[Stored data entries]
PR #223, opened 2024-03-29
Ssh timings

approxit:
What I've done:
- Added `ServerAliveInterval` and `ServerAliveCountMax` both for node provider's command runner and ssh commands
- Added `ClientAliveInterval` and `ClientAliveCountMax` in sshd_config to reflect similar keep alive (it is suggested to keep them lower than `Server*` counterparts).  
- Enabled integration tests on pull requests (yay!)
- Fixed problem, where YagnaService exceptions would be not caught properly at cluster bootstrap
- Changed emerging strategy in `dev_yaml` tool, to be able to remove outbound URLs for goth tests (currently outbound is not supported on goth)
- Bumped goth to 0.16.0 to support holesky and yagna in beta versions
- Uploaded new image version

Notable highlights:
- GCS / SSH commands problems are related to GolemNodeProvider being locked at `__init__`, while bootstrapping cluster and running `yagna fund` that in some cases are not working. This will be addressed shortly.

### DIFF
--- a/ray_on_golem/server/services/utils.py
+++ b/ray_on_golem/server/services/utils.py
@@ -14,6 +14,8 @@ def get_ssh_command(
             "-o StrictHostKeyChecking=no",
             "-o UserKnownHostsFile=/dev/null",
             "-o PasswordAuthentication=no",
+            "-o ServerAliveInterval=300",
+            "-o ServerAliveCountMax=5",
             f"-o {quote(proxy_command_str)}",
             f"-i {quote(str(ssh_private_key_path))}" if ssh_private_key_path else "",
             quote(ssh_user_str),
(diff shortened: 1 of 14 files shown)


lucekdudek (approved):

ray_on_golem/server/services/utils.py
```diff
@@ -14,6 +14,8 @@ def get_ssh_command(
             "-o StrictHostKeyChecking=no",
             "-o UserKnownHostsFile=/dev/null",
             "-o PasswordAuthentication=no",
+            "-o ServerAliveInterval=300",
+            "-o ServerAliveCountMax=5",
```
lucekdudek, line 18: Consider moving `300` and `5` to a config file

PR #231, opened 2024-04-12
Add server warnings

lucekdudek:


ray_on_golem/server/services/ray.py
```diff
@@ -248,16 +251,25 @@ async def _monitor_node(self, node_id: NodeId, activity: Activity) -> None:
...
                 msg = (
-                    f"Activity on {await self._golem_service.get_provider_desc(activity)} "
+                    f"Activity on {provider_desc} "
                     f"is no longer accessible. Terminating {node_id} {is_head_node=}"
                 )
                 logger.warning(msg)
                 logger.debug(msg, exc_info=True)
                 if is_head_node:
+                    self.add_service_warning(
+                        f"{datetime.now(timezone.utc).isoformat()} Terminating cluster as "
```
approxit, line 263: Looks like the timestamp could be moved into `add_service_warning` as a bool with a default.

ray_on_golem/server/services/ray.py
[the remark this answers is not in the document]
lucekdudek: Done

ray_on_golem/server/services/ray.py
lucekdudek: Done

ray_on_golem/server/services/ray.py
```diff
@@ -70,23 +71,21 @@ def __init__(
...
         self._ssh_user: Optional[str] = None
+        super().__init__()
 
     async def shutdown(self) -> None:
         logger.info("Stopping RayService...")
         await self._stop_node_monitoring_tasks()
         await self._stop_head_node_to_webserver_tunnel()
         await self._stop_create_node_tasks()
         await self._destroy_nodes()
-        self._service_warnings.clear()
```
approxit: This option would be useful in the mixin.

ray_on_golem/server/services/utils.py
approxit, line 1: Would the `mixins.py` file name be more accurate in this case?

ray_on_golem/server/services/utils.py
```diff
@@ -0,0 +1,15 @@
+from datetime import datetime, timezone
+from typing import List
+
+
+class WarningMessagesMixin:
+    def __init__(self) -> None:
+        self._service_warnings = []
```
approxit, line 7:
```suggestion
        self._warning_messagess = []
```
Maybe?

approxit (approved):

ray_on_golem/server/services/utils.py
lucekdudek: Yes

ray_on_golem/server/services/utils.py
lucekdudek: Done

approxit (approved):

__What the task requires__.
Report all lines above with "lucekdudek".

__Worked solution__.
lucekdudek (approved):
lucekdudek, line 18: Consider moving `300` and `5` to a config file
lucekdudek:
lucekdudek: Done
lucekdudek: Done
lucekdudek: Yes
lucekdudek: Done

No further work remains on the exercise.